Because I think x64 systems' main advantage over ARM64 ones is in memory subsystem performance. ARM systems are descended from mobile applications where you get narrow LPDDR and small caches. Intel systems are descended from desktop systems where you get wide DDR and large caches.
One advantage of high main memory system bandwidth, and indeed HBM, is that the penalty for caches misses is so much less. If you can pull 1024 bits out of HBM in one read rather than 64-128 bits out of (LP)DDR it matters a lot less if you get a cache miss.
Actually it turns out that Fujitsu makes an ARM chip with HBM
https://www.networkworld.com/article/3535812/can-fujitsu-beat-nvidia-in-the-hpc-race.html
https://archive.vn/v9wxl
Here's where the link goes
https://web.archive.org/web/2020041....gov/srt/conferences/Scala/2019/keynote_2.pdf
Unfortunately, all the benchmarks are HPC ones which are probably very memory intensive. They're also comparing it against an
Intel® Xeon® Platinum 8168 Processor (
archive),
which is a Many Integrated Cores design - lots of in-order cores. So it's pretty different from a desktop or server Intel chip. Edit : it's a Skylake chip, just with a lot of cores.
There's an argument that you need some 'big' i.e. out of order cores for desktop stuff. Though it's worth pointing out that the A12Z is already a big/little design.
Intel had some very interesting results for Larabee which was also a MIC design - you can have a lot more in order cores than out of order ones. Larrabee used a core that was derived from the P54C but had x64 and AVX-512 added. The Intel Xeon Platinum 8168 used Atom cores, once again with AVX-512. Anyway, Intel had a paper where they were running Windows on some of the cores and using the rest for a GPU and they got
very impressive scaling of DirectX performance with the number of cores. Larrabee and the Xeon are both based on DDR memory, though the Xeon has 6 channels of it.
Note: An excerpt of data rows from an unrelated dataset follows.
PR #8153, opened 2018-01-09
Convert MatrixMarket package from constructors to initializers

bradcray:
This was a completely straightforward case of making constructors into initializers.


bradcray:
@lydia-duncan : Here's an easy one for you.

ben-albrecht:
Should this change be propagated [upstream](https://github.com/ct-clmsn/MatrixMarket)?

bradcray:
@ben-albrecht : I think it should, but was holding off on suggesting it until resolving the current open initializer questions (for fear that we'll need to change it a second time).

PR #8158, opened 2018-01-09
Skip this test on 32-bit platforms

mppf:
The image output is slightly different on a 32-bit platform. I believe this is due to the fewer number of iterations used.


bradcray:
Note that the CLBG still measures 32-bit results as well:  http://benchmarksgame.alioth.debian.org/u32/mandelbrot.html

I'd be curious whether the programs you modeled your changes after get bad output as well (they show up at the end of the list on the page above, if they haven't been swept under the rug completely).

bradcray:
@mppf: Before I forget, I'm still curious about this.  Poking around myself, I'm guessing for your description that your version was based on gcc #6 which does seem to get correct results in the CLBG 32-bit results.  But I don't feel confident that I'm looking at the right version, nor that there weren't other changes that weren't captured in that version.

PR #8159, opened 2018-01-10
Convert LinearAlgebraJama to initializers

bradcray:
This converts the LinearAlgebraJama package to use initializers.
It required slightly more work than average because
the old constructor-based scheme initialized fields
in a fairly arbitrary order, so the main effort here was
reordering things and teasing phase 1 away from phase 2.

Most of the constructors assigned m and n (the matrix sizes)
first, so I moved those fields higher up in the object
structures rather than trying to create workarounds to
initialize them later (this also matched a few classes that
did declare them first).  As a result of this reordering,
the default class print output changed, requiring an update
to the .good file, but this still seemed better than trying to
delay initialization of m and n.

Where here, and converting things to field initialization, I
also could not resist converting some rather laborious
explicit loop-based serial array initializations to a more
concise, parallel whole-array assignment approach.  This
made it easier / more succinct to initialize the arrays in
phase 1.

### DIFF
--- a/modules/packages/LinearAlgebraJama.chpl
+++ b/modules/packages/LinearAlgebraJama.chpl
@@ -165,14 +165,14 @@ proc hypot(a, b:real) {
 
 class CholeskyDecomposition {
 
+   /* Row and column dimension (square matrix). */
+   var n:int;
+
    pragma "no doc"
    var lDom = {0..1,0..1};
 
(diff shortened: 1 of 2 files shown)


bradcray:
@lydia-duncan: Do you want to take this one?  Pinging @ct-clmsn to let him know that this effort is underway as well (though it may need to evolve further before we're done).

PR #8162, opened 2018-01-10
Avoid task yielding during dynamic memory allocation/registration under ugni

ronawho:
This fixes the oversubscribed array allocation test, and will be important for
some upcoming fully dynamic registration work. We could have fixed the
oversubscribed array allocation test by using a chpl_sync_var as a lock or by
using a try-lock pthread_mutex, but this is the "better" long term solution.
For full dynamic memory registration we need to ensure that an allocation
finishes before a task yields because some allocations in qthreads (and the
chunk hooks in jemalloc) can't handle concurrent/interrupted allocations on the
same pthread.

This hurts ISx performance. On 16 node this takes us from ~8s to ~11s. Note
that that perf loss was on 28-core BW nodes. On 36-core BW nodes, we (somewhat
confusingly) did not see any perf loss even at higher node counts.


ronawho:
Perf testings shows only the isx regressions

Correctness testing with 50 trials also passed: `$CHPL_HOME/util/test/paratest.server -env CHPL_TEST_NUM_TRIALS=50 -nodepara 8 -dirs release/examples/ -dirs runtime/gbt/comm/`

PR #8163, opened 2018-01-10
Add 6 tests to track the bug Russel encountered earlier with bigint

lydia-duncan:
These cover modifications that do and do not reveal the bug found.

reductionOverCreatedArray-zero.chpl is a simplified version of the bug, showing
that the problem occurs when the index scope of the array created is 1..0

reductionOverCreatedArray-arrayTemp.chpl is the simpliest modification to allow
the program to work correctly.  It saves the created array into a temporary
before using it in the reduction.

reductionOverCreatedArray-generalType.chpl is my attempt to mimic bigint so that
I could get a more general case.  It does not encounter the bug, indicating that
one of the additional qualities of bigint is triggering this issue.

reductionOverCreatedArray-reductionTemp.chpl, and
reductionOverCreatedArray-reductionTemp2.chpl are variations involving saving
the result of the reduction operation with the array creation prior to returning
it.  reductionOverCreatedArray-reductionTemp2 demonstrates the bug for a
single statement, while reductionOverCreatedArray-reductionTemp shows the
loop case (I found a situation where this made a difference in output, but the
valgrind bug remained).

Save these cases.  The issue seems a lot more bigint-specific, so I am going to
wait to resolve it for now


lydia-duncan:
Hmm.  While the futures fail on my mac, they don't seem to fail in my testing directory with qthreads.  With fifo, reductionOverCreatedArray-reductionTemp is the only one that fails (and it outputs everything and then segfaults).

The A64FX is supposed to be a chip where you can run either CPU or GPU tasks on the cores and you've got vast amounts of memory bandwidth compared to a traditional DDR design, even with a wide DDR interface.
And, like I said, HBM3 is supposed to be cheaper than current HBM. HBM or WideIO are lower power than DDR too because you can drive low voltage signals a very short distance over a very carefully tuned transmission line. One stack of HBM on the same module as the SOC or even WideIO memory mounted package on package on top of the SOC are both going to use less power and deliver more bandwidth than 6-8 channels of DDR.
Incidentally, if you look at Apple Silicon on Wikipedia you see this
https://en.wikipedia.org/wiki/Apple_Silicon#A_series_list (
archive)
View attachment 1457096
So one of the things they did for the A12Z for the iPad Pro and Developer Transition kit was to double the DDR channel width from 64 bit to 128. Obviously Wide IO or HBM would be pushing this further.
And if you look at the patent and job vacancy I linked to earlier you can sort of infer that Apple are at least looking into this.
If I were them I'd go for Wide IO for the ARM Macbook Air and HBM for the Mac Pro/Macbook Pro. Then again Apple being Apple they could probably just chuck an A12Z in a Macbook Air and sell for more $ than the Intel version based on battery life. Or do A13Z with 256-bit quad-channel LPDDR4X.
In fact, DDR5 is supposed to be 2x the performance of DDR4. So they could double the bus width and use DD5 rather than 4 and get 4x the bandwidth. I still reckon that Wide IO for the Air and HBM for the Pro is the way to go, though. There's going to be a significant advantage both in bandwidth and power consumption.